MATERIAL FOR THE TASK

•••

PR #36, opened 2023-11-08
Added support for table.concat, table.insert, table.remove, tonumber, string.sub

svermeulen:
Also changed print() to use space instead of tab between arguments since this is how the official lua implementation seems to work.

Should also note that I'm new to Rust so please let me know if I'm not following best practices

### DIFF
--- a/src/stdlib/base.rs
+++ b/src/stdlib/base.rs
@@ -46,7 +46,9 @@ pub fn load_base<'gc>(ctx: Context<'gc>) {
 
                     if base.is_some() {
                         // TODO
-                        return Err("tonumber does not currently support base parameter".into_value(ctx).into())
+                        return Err("tonumber does not currently support base parameter"
+                            .into_value(ctx)
+                            .into());
                     }
 
                     stack.replace(ctx, v.to_number());
--- a/src/stdlib/base.rs
+++ b/src/stdlib/base.rs
@@ -37,6 +37,29 @@ pub fn load_base<'gc>(ctx: Context<'gc>) {
         .globals
         .set(
             ctx,
+            "tonumber",
+            AnyCallback::from_fn(&ctx, |ctx, _, stack| {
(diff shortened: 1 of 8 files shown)


kyren:
Thank you for the PR!

I haven't looked in detail yet at all, I wanted to reply to this comment first.

> Also changed print() to use space instead of tab between arguments since this is how the official lua implementation seems to work.

Lua 5.3 and Lua 5.4 both print tabs? That's specifically why I implemented it that way. What version of Lua are you comparing with?

kyren:
I haven't finished the review but I hit a snag.. I need to research *precisely* what `table.insert` and `table.remove` even do in PUC-Rio Lua first to even know what has to be done.

kyren:
I understand contributing to this project is no fun lol. That's actually pretty much the reason I stopped explicitly asking for contributions, there are too many things that are not so much work that has to be done but *questions that need to be answered*, lots of things are like this and just end up being a quagmire for a new contributor.

What would be great would be to make an official chat server, so that people who wanted to contribute could join and talk about this stuff synchronously, otherwise the back and forth over github PRs will be agonizingly slow.

If I made a discord server, would you be willing to talk there? Would matrix be better? I have a few other people who should probably join, but the last thing I really want to do is *manage* a discord server so I'm not sure what the best course of action is.

kyren:
I added a chat link to the README, a new #piccolo channel on the Spicy Lobster gamedev server, which I'll try to have all piccolo related discussions in for the foreseeable future. (Older discussions took place in #code)

svermeulen:
> Lua 5.3 and Lua 5.4 both print tabs? That's specifically why I implemented it that way. What version of Lua are you comparing with?

Ohh ok that makes sense.  I was comparing it to Lua 5.1.  I've reverted that change now.

I've joined the discord so will coordinate any work there going forward!  Thanks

•••

TASK TO CARRY OUT
Look through the listing, and copy each line that contains the word "official".

EXERCISE RESPONSE
Also changed print() to use space instead of tab between arguments since this is how the official lua implementation seems to work.
> Also changed print() to use space instead of tab between arguments since this is how the official lua implementation seems to work.
What would be great would be to make an official chat server, so that people who wanted to contribute could join and talk about this stuff synchronously, otherwise the back and forth over github PRs will be agonizingly slow.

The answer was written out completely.